Dia telah kehilangan dia sekali dan dia tidak ingin mengulangi kesalahan yang sama. Igor menatap kecantikannya yang abadi dan berharap momen ini akan bertahan ... selamanya. Meskipun dia mungkin tidak akan pernah menyentuh hatinya yang tertutup sekali lagi, dia akan selalu ada di sana. Entah itu larut malam atau dini hari, dia akan selalu memilikinya. Dia akan menghabiskan sisa hidupnya untuk menebus dosanya.

Igor mengangkat jarinya dengan kaku dan menyentuh helaian rambutnya. Jantungnya berdebar.

Sementara itu, dia bergumam, “Dimi…?”

Tangannya berhenti. Dimi… itu adalah nama sepupunya, pria yang spesial untuknya, pria yang telah dia perjuangkan untuk diselamatkan.

Apakah hatinya sakit?

'.....Hentikan... kau tidak pantas menjadi...'

Dia menekan telapak tangannya di jantungnya dan menoleh ke samping.

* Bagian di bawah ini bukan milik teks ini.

PR #7483, opened 2024-11-03
Makes Sentinel's Scatter Spit a bit more consistent

TheKillfish:
# About the pull request

Moves scatter value from Scatter Spits main projectile to its bonus projectiles.

# Explain why it's good for the game

Since Scatter Spits scatter normally applies its scatter to every projectile including the main one, it means you can completely miss whoever it is you're actaully targeting, and in practice this feels like it happens more often than not. This gives consistency by ensuring at least 1 of your total 5 projectiles will go in the direction you want it to, as opposed to currently where it's damn a near coin toss if they hit who you're targeting or veer of around them instead.

Balance tag may be warrented at maintainer discretion.

# Testing Photographs and Procedure

Found Scatter Spit projectile code, moved scatter value from main projectile to additional projectile. Debated adding comparatively minor scatter (15) to main projectile too, but found it was not meaningfully inaccurate enough to justify having that over no scatter at all.

# Changelog

:cl: Killfish
balance: Improved consistency of Scatter Spits accuracy. Now one of your projectiles is guaranteed to to go in the direction you're aiming at, instead of potentially going everywhere except where you're aiming and missing everything.
/:cl:

PR #8444, opened 2025-02-11
Nerfs sentinel

Red-byte3D:
# About the pull request

Nerfs sentinels knockdown back to 2 instead of 2.5
Nerfs sentinels scatterspit cd to 7, not 8 like the old one but 7 where its a middle ground.
Nerfs sentinels para slash drop back to 4 seconds.

#7483
#7197
These two prs made sentinel very overpowered.
I believe that a 2.5 stun (as long as a lurker, off by .5) is NOT good for a tier one, there is quite literally no other caste that is as safe and as strong as sentinel right now, sentinel could reliably capture without these buffs and they most certainly still will be able to. With the difference now that you wont instnatly go down and forever, meaning the sentinel has to actually have a funcitoning strategy instead of just run at you.

The scatter spit is still VERY accurate, it will still always hit unless youre spitting at edge of the screen, meaning you can still follow up with a slash.

Also the goldendarkness55 pr was not closed even though he was CBANNED

<details>

</details>

# Changelog
:cl:
balance : Nerfs sentinels knockdown back to 2 instead of 2.5
balance : Nerfs sentinels scatterspit cd to 7, not 8 like the old one but 7 where its a middle ground.
balance : Nerfs sentinels para slash drop back to 4 seconds.
/:cl:

### DIFF
--- a/code/modules/mob/living/carbon/xenomorph/abilities/sentinel/sentinel_abilities.dm
+++ b/code/modules/mob/living/carbon/xenomorph/abilities/sentinel/sentinel_abilities.dm
@@ -15,7 +15,7 @@
 	macro_path = /datum/action/xeno_action/verb/verb_scattered_spit
 	action_type = XENO_ACTION_CLICK
 	ability_primacy = XENO_PRIMARY_ACTION_2
-	xeno_cooldown = 6 SECONDS
+	xeno_cooldown = 7 SECONDS
 	plasma_cost = 30
 
 // Paralyzing slash
--- a/code/modules/mob/living/carbon/xenomorph/castes/Sentinel.dm
+++ b/code/modules/mob/living/carbon/xenomorph/castes/Sentinel.dm
@@ -68,7 +68,7 @@
 	// State
 	var/next_slash_buffed = FALSE
 
-#define NEURO_TOUCH_DELAY 3 SECONDS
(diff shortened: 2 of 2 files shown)


NexusStorm1:
I think the other changes are good, but you really should keep the drop at 3 seconds. Back when it was 4s it was way too easy for marines to escape into safety and it was difficult to capitalize on the stun, especially with the slash knockdown buff being reverted. 

Also, the changelog isn't accurate, as it seems like you're changing the scatterspit CD back to 7s, not the para slash CD?

Red-byte3D:
> I think the other changes are good, but you really should keep the drop at 3 seconds. Back when it was 4s it was way too easy for marines to escape into safety and it was difficult to capitalize on the stun. Otherwise, this PR is basically nerfing sentinel back to it's original state.
> 
> Also, the changelog isn't accurate, as it seems like you're changing the scatterspit CD back to 7s, not the para slash CD?

fixed

chefoxara:
spitter is way weaker than sent rn and sent got unneccessarily buffed, i approve of this PR
give spitters some strains or smth pls too
would be nice

PhantornRU:
Spitter and Sentinel - still most weaknes castes. Do we srsly need nerf sentinel, who died like 2 sec when marine shoot?

hry-gh (approved):
love twiddlign numbers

Sementara itu, dia terbangun perlahan dan berkedip. Segera setelah dia melihat siluetnya, kejutan samar melintas di bibirnya dan dia dengan cepat bangkit. Kehangatan tubuhnya memudar dan Igor kembali ke dunia nyata. Dia berdeham dan memberitahunya bahwa mereka telah mengambil jalan memutar ke tanah miliknya.

Dia tampak bersyukur dan senang. Sambil menghabiskan waktu bersama orang-orangnya dan menjelajahi kondisi perkebunan saat ini, Igor mondar-mandir di taman sendirian. Dia mengingat Dimi, orang yang dia panggil dalam mimpinya. Dia adalah eksistensi khusus, bahkan sekarang dan bahkan saat itu. Ekspresi yang jelas di wajahnya menunjukkan bahwa dia peduli dan memiliki kasih sayang yang mendalam untuknya. Dia menangis ketika dia melihatnya, sepupu yang tidak dia lihat selama bertahun-tahun di masa lalu.

Itu sama kali ini juga.

“Yang Mulia, apakah Anda masih memikirkannya? Jujur saja padanya.”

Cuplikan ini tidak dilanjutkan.